Thanksgiving hasn’t ever been my favorite holiday, but since Kate passed away, it has almost become so. I think it’s more that it’s a favorite memory than anything. Kate was feeling so, so well her last Thanksgiving and she was little miss personality. It was the very last day that I can remember her feeling good. Being 100% KATE. In love with life, her whole future ahead, family all around. Now, we bury our heads in the sand, sometimes choosing to half-hardheartedly participate, sometimes not. Each time we don’t, I feel I’m betraying her. How dare I not invite the whole family over for the same feast we’d served when she was here? How could I even think of not celebrating a day all about family; something she cherished?? But then when I do, I also feel it’s a betrayal, even considering a family gathering when she cannot participate. Afterall, WHAT is my family without Kate?
The sound of Christmas carols makes my stomach hurt. Twinkle lights make me cry. I went from being the mom who did it all – decorating, baking, shopping, wrapping, hosting, crafting – to…well…nothing. I don’t say that to sound arrogant. I really don’t. I’m a mom who LOVED the holidays and Kate just made my love and joy for them magnified x 1000. She allowed me to be the mom I always dreamed of being and together, we got to turn a whole month into excitement, joy and fun. She was my little sidekick and from as early in her life as I can remember, she was right there with me oooh’ing and aaah’ing at every sparkle that caught her (our) eye.

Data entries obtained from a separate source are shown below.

Issue #13259, opened 2019-03-04
asm.var.summary=true when numvars > screenheight? :D


radare:
at least something funky for scr.responsive

radare:
We may want to have asm.var.compact too and group vars by type like this:

int32_t var0, var1, var2, var3; ...

XVilka:
Very good idea! Totally agree.

radare:
any of you (the ones assigned) may be able to do this

Vane11ope:
if any of you guys don't do this then I probably can do this before the ROP gadgets improvement, but don't know shit about the code around this issue so I need time to read code first though.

It breaks my heart, really. Kate loved (LOVED) the joy of celebrating. All of it! St. Patrick’s Day, Mother’s Day. It didn’t matter. Counting down to special occasions was something she truly loved to do. Having her family descend on our house, helping to set the table, just giddy with the excitement over the pure merriment of the season. Presents? Sure, she loved that part. Cookies for Santa and leaving him and the reindeer letters? Absolutely. But my girl just loved the JOY of it all. After all, she was at the center of our world and she just simply loved her life. She really did. We were told once “the short experience she had here was wonderful. She was not defined by illness. She was made to feel lived and important and she was cherished. Cuddled. And that was what really mattered to her.” She LOVED her life, her family and her world and I wish I could just live in that world again. It was magic, really, the bond of us three.
I dreamed of taking her to the Nutcracker. Dressing in special glittery, twirly skirts and taking her to a special tea or dessert restaurant and delighting in all things sugar plum fairy-ish. In fact, when I found out she was a girl, I think this might’ve been my very first thought.

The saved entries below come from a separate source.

PR #13547, opened 2019-03-29
Wip to kill *_bytes methods from RBin ##bin

radare:


libr/bin/bin.c
```diff
@@ -377,6 +378,8 @@ R_API bool r_bin_open_io(RBin *bin, RBinOptions *opt) {
 			return false;
 		}
 		ut64 seekaddr = is_debugger? opt->baseaddr: opt->loadaddr;
+		r_buf_seek (buf, seekaddr, 1);
+		buf->base_priv = seekaddr;
```
ret2libc: why? i think fat bins are a "slice" of a buffer. Why do you set `base_priv`?

radare:
Because a slice currently copies the bytes into a new malloc. Do we want that? Should be io based

ret2libc:
Ah you are right I think. Let’s wait for my refactoring of rbuf, because there I will support all operations on each type of rbuf

radare:
Yep

ret2libc:
Btw, right now slices are read only. Do we think readwrite buffers will be useful? If so, how do we want to use them? Shall A write on a slice be visible on the parent buffer as well? Or it should have its own copy of the data?

radare:
Readinly is fine for rbin

radare:
rebased after @ret2libc pr merged

radare:
Can you review @ret2libc ?

libr/bin/bin.c
```diff
@@ -383,39 +386,38 @@ R_API bool r_bin_open_io(RBin *bin, RBinOptions *opt) {
 		// change the name to something like
 		// <xtr_name>:<bin_type_name>
 		r_list_foreach (bin->binxtrs, it, xtr) {
-			if (xtr->check_bytes (buf_bytes, opt->sz)) {
+			if (!xtr->check_buffer) {
+				eprintf ("Missing check_buffer callback for '%s'\n", xtr->name);
```
ret2libc: Use `R_LOG_ERROR`

libr/bin/bin.c
```diff
@@ -383,39 +386,38 @@ R_API bool r_bin_open_io(RBin *bin, RBinOptions *opt) {
 		// change the name to something like
 		// <xtr_name>:<bin_type_name>
 		r_list_foreach (bin->binxtrs, it, xtr) {
-			if (xtr->check_bytes (buf_bytes, opt->sz)) {
+			if (!xtr->check_buffer) {
```
ret2libc: Many bin plugins do not have yet the check_buffer method :(

libr/bin/bin.c
```diff
@@ -383,39 +386,38 @@ R_API bool r_bin_open_io(RBin *bin, RBinOptions *opt) {
...
-								(void)iob->fd_read_at (io, tfd, 0, buf_bytes, opt->sz);
-							}
+							r_buf_seek (buf, 0, 0);
+							//buf->base_priv = 0;
 						}
 						// DOUBLECLOSE UAF : iob->fd_close (io, tfd);
 						tfd = -1; // marking it closed
-					} else if (opt->sz != file_sz) {
-						(void)iob->read_at (io, 0LL, buf_bytes, opt->sz);
+					//} else if (opt->sz != file_sz) {
```
ret2libc: ??

libr/bin/bin.c
```diff
@@ -383,39 +386,38 @@ R_API bool r_bin_open_io(RBin *bin, RBinOptions *opt) {
...
 						if (tfd < 0) {
 							tfd = iob->fd_open (io, fname, R_PERM_R, 0);
 						}
 						opt->sz = iob->fd_size (io, tfd);
 						if (opt->sz != UT64_MAX) {
-							buf_bytes = calloc (1, opt->sz + 1);
-							if (buf_bytes) {
-								(void)iob->fd_read_at (io, tfd, 0, buf_bytes, opt->sz);
-							}
+							r_buf_seek (buf, 0, 0);
```
ret2libc: use the right `R_BUF_*` macros.

libr/bin/bin.c
```diff
@@ -374,6 +375,8 @@ R_API bool r_bin_open_io(RBin *bin, RBinOptions *opt) {
 			return false;
 		}
 		ut64 seekaddr = is_debugger? opt->baseaddr: opt->loadaddr;
+		r_buf_seek (buf, seekaddr, 1);
```
ret2libc: use the right `R_BUF_*` macros

libr/bin/p/bin_xtr_fatmach0.c
```diff
@@ -13,13 +13,19 @@ static RBinXtrData * oneshot(RBin *bin, const ut8 *buf, ut64 size, int idx);
...
 	ut8 buf[4];
-	if (sz >= 0x300 && !memcmp (h, "\xca\xfe\xba\xbe", 4)) {
+	const ut64 sz = r_buf_size (b);
+	r_buf_read_at (b, 0, buf, 4);
+	if (sz >= 0x300 && !memcmp (buf, "\xca\xfe\xba\xbe", 4)) {
 		// XXX assuming BE
-		ut64 off = (ut64)r_read_at_be32 (h, 4 * sizeof (ut32));
+		// ut64 off = (ut64)r_read_at_be32 (h, 4 * sizeof (ut32));
+		// (ut64)r_read_at_be32 (h, 4 * sizeof (ut32));
+		r_buf_seek (b, 4 * sizeof (ut32), 0);
```
ret2libc: use `R_BUF_*` macros.

libr/bin/p/bin_xtr_fatmach0.c
```diff
@@ -13,13 +13,19 @@ static RBinXtrData * oneshot(RBin *bin, const ut8 *buf, ut64 size, int idx);
...
+		ut64 off = (ut64) r_buf_read_be32 (b);
```
ret2libc: no need to do seek+r_buf_read, you can use `r_buf_read_be32_at`.

libr/bin/bfile.c
```diff
@@ -447,12 +447,17 @@ static bool xtr_metadata_match(RBinXtrData *xtr_data, const char *arch, int bits
...
 		return false;
 	}
-
-	char *iter_arch = xtr_data->metadata->arch;
+	const char *iter_arch = xtr_data->metadata->arch;
 	int iter_bits = xtr_data->metadata->bits;
 	return bits == iter_bits && !strcmp (iter_arch, arch) && !xtr_data->loaded;
 }
 
+R_IPI RBinFile *r_bin_file_new_from_buffer(RBin *bin, const char *file, RBuffer *buf, ut64 file_sz, int rawstr, ut64 baseaddr, ut64 loadaddr, int fd, const char *pluginname, ut64 offset) {
```
ret2libc: ok, i guess this wrapper is just for now, right?

libr/bin/bin.c
radare: how should i do that with the new rbuffer api?

libr/bin/bin.c
radare: this is just for binxtr plugins, and i created a wrapper method that takes the buffer and calls the buf+sz method internally for now, we have to kill all the bytes methods before 3.6

libr/bin/bin.c
radare: we shouldnt be reading anything here, just pass the buffer to the check function

libr/bin/p/bin_xtr_fatmach0.c
radare: done

libr/bin/bfile.c
radare: yes. we must kill this when the PR gets merged. but at least this way we can kill all the public _bytes apis in here

libr/bin/bin.c
ret2libc: Ah right, if it's just for xtr there are only few of them

libr/bin/bfile.c
```diff
@@ -696,6 +701,12 @@ R_API void r_bin_file_free(void /*RBinFile*/ *bf_) {
 	free (a);
 }
 
+R_IPI RBinFile *r_bin_file_xtr_load_buffer(RBin *bin, RBinXtrPlugin *xtr, const char *filename, RBuffer *buf, ut64 file_sz, ut64 baseaddr, ut64 loadaddr, int idx, int fd, int rawstr) {
+	ut64 sz;
+	const ut8 *bytes = r_buf_data (buf, &sz);
```
ret2libc: mmm, `r_buf_data` returns the *whole buffer*, so even if you do a `r_buf_seek` before it returns the entire buffer anyway (making the previous r_buf_seek useless)... Do you want to get only the bytes from the current seek to the end of the buffer?

radare:
Even on io backends?

radare:
@ret2libc seems like rabin2 -G got broken. https://api.travis-ci.org/v3/job/535504547/log.txt how can i slice that rbuf with the new api?

libr/bin/bin.c
radare: we should probably do this rlogification in another pr, i alos want to do an RCoreIO killification. the RIO api is good enouogh to not require wrappers in core anymore for example

libr/bin/bin.c
radare: done

ret2libc:
> Even on io backends?

Yes, sure, with *all* backends the behaviour is the same: `r_buf_data` returns the whole buffer, from address 0 to address *max*.

> @ret2libc seems like rabin2 -G got broken. https://api.travis-ci.org/v3/job/535504547/log.txt how can i slice that rbuf with the new api?

You should use `r_buf_new_slice(original_buffer, starting_offset_of_the_slice, size_of_the_slice)`.

libr/bin/bfile.c
```diff
@@ -435,42 +427,34 @@ R_API bool r_bin_file_object_new_from_xtr_data(RBin *bin, RBinFile *bf, ut64 bas
...
-		return NULL;
-	}
-	// size is set here because the reported size of the object depends on
-	// if loaded from xtr plugin or partially read
-	if (!o->size) {
-		o->size = file_sz;
+	RBinFile *bf = r_bin_file_new (bin, file, NULL, r_buf_size (buf),
+		file_sz, rawstr, fd, pluginname, NULL, false);
+	if (bf) {
+		bf->buf = r_buf_ref (buf);
```
ret2libc: I think `bf->buf` should be set by `r_bin_file_new`.

libr/bin/bin.c
```diff
@@ -349,73 +347,56 @@ R_API bool r_bin_open_io(RBin *bin, RBinOptions *opt) {
...
-			eprintf ("Cannot allocate %u bytes.\n", asz);
-			return false;
-		}
-		ut64 seekaddr = is_debugger? opt->baseaddr: opt->loadaddr;
-		if (!iob->fd_read_at (io, opt->fd, seekaddr, buf_bytes, asz)) {
-			opt->sz = 0LL;
+	ut64 seekaddr = is_debugger? opt->baseaddr: opt->loadaddr;
+	if (seekaddr > 0 && seekaddr != UT64_MAX) {
+		// slice buffer if necessary
+		RBuffer *nb = r_buf_new_slice (buf, seekaddr, opt->sz);
```
ret2libc: why do we need to slice? i think we need it only when working on fat binaries, where you want to consider a binary that starts in the middle of another file.

radare:
Thats why this code exists. To make fat bins work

I want…I SO WANT…to be able to celebrate for her. To rejoice in the feelings, do all the things she couldn’t. Because I know with every fiber of my being that she’s right there with me in spirit and to me, that means something. “In spirit” doesn’t just mean “oh she’d love this.” No, to me, it means she’s THERE. In my lap. holding my hand, twirling in a pretty skirt. And she wants me to. OH HOW SHE WANTS ME TO. I just don’t know how. I don’t know how to pretend it’s okay when it just simply isn’t.
The holidays are just so, so hard. I want to be okay and I just don’t feel like I ever will be. For her, we will keep on trying to find out how to carry forward with her in my heart.
Kate, you made every single part of my life better and I’m trying as hard as I can. I love you. I miss you. Best friends forever. I promise.